# New archer here



## rimugu (1 mo ago)

I got a cheap compound bow, "tuned" it myself and am learning to shoot it.
Its the first time I shoot an arrow and it has been fun. I have even seen some competitions in youtube.
Probably should have joined first to learn and then get a bow and start shooting after, but its how it is.
I have since shot 12x2 arrows three or four times a week. But in addition to a 1/8 peep sight I need to start learning before I can improve more than 30cm spread at 20m.


----------



## rimugu (1 mo ago)




----------



## BTJunkie (Feb 18, 2020)

Keep at it and you'll be breaking nocks in short time.
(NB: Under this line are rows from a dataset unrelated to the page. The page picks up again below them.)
PR #3642, opened 2023-10-05
Add `sendEncodings` in `RTCRtpTransceiverInit`

logist322:
This PR adds [spec compliant](https://www.w3.org/TR/webrtc/#dom-rtcrtptransceiverinit-sendencodings) `sendEncodings` field in `RTCRtpTransceiverInit`.

### DIFF
--- a/CHANGELOG.md
+++ b/CHANGELOG.md
@@ -5,6 +5,9 @@
 
 ### Added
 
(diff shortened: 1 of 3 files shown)


daxpedda (changes requested):
Otherwise LGTM, thank you!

Welcome to AT.


----------



## Tim Roberts (Jul 13, 2002)

rimugu.


----------



## Glenwood (7 mo ago)

Welcome and good luck


----------



## slowen (Jun 27, 2006)

Welcome to AT… get busy !


----------



## Harley18RK (Aug 19, 2019)

Welcome Aboard


----------



## Flat-Broke (Mar 3, 2006)

Welcome to AT


----------



## MN1434 (1 mo ago)

welcome, that's a good start


----------



## rapids (Feb 28, 2003)

Welcome to AT from northern Illinois.


----------



## NCbowhunter85 (Sep 24, 2019)

Welcome to AT


----------



## buttercup (Mar 3, 2006)

Welcome buddy from Penn State


----------



## Jhalt (1 mo ago)

Welcome! Practice practice practice!!!!!


----------



## JustinAM (Aug 22, 2021)

Welcome to the sport! Excellent community here on AT.


----------



## HoMArcheryCenter (1 mo ago)

Welcome! You're at the right place for support and encouragement. Don't forget to post a pic of your first robin hood shot!


----------



## BrandonBailey0620 (12 mo ago)

Consistency is key, make sure you always pull back to the same place and “anchor” every time. It took me awhile to realize how crucial this was. Soon you’ll be slapping shafts!


----------



## Primeshooter67 (Mar 24, 2009)

Welcome, and don't give up! Your on the road to an addiction that will in the end cost you 1000s. But you will have a great time doing it!


----------



## Rade16 (3 mo ago)

rimugu said:


> I got a cheap compound bow, "tuned" it myself and am learning to shoot it.
> Its the first time I shoot an arrow and it has been fun. I have even seen some competitions in youtube.
> Probably should have joined first to learn and then get a bow and start shooting after, but its how it is.
> I have since shot 12x2 arrows three or four times a week. But in addition to a 1/8 peep sight I need to start learning before I can improve more than 30cm spread at 20m.
> Welcome to AT


----------



## Ricky.T (24 d ago)

rimugu said:


> I got a cheap compound bow, "tuned" it myself and am learning to shoot it.
> Its the first time I shoot an arrow and it has been fun. I have even seen some competitions in youtube.
> Probably should have joined first to learn and then get a bow and start shooting after, but its how it is.
> I have since shot 12x2 arrows three or four times a week. But in addition to a 1/8 peep sight I need to start learning before I can improve more than 30cm spread at 20m.


Welcome man!


----------



## Shaun_32 (Sep 19, 2020)

Welcome


----------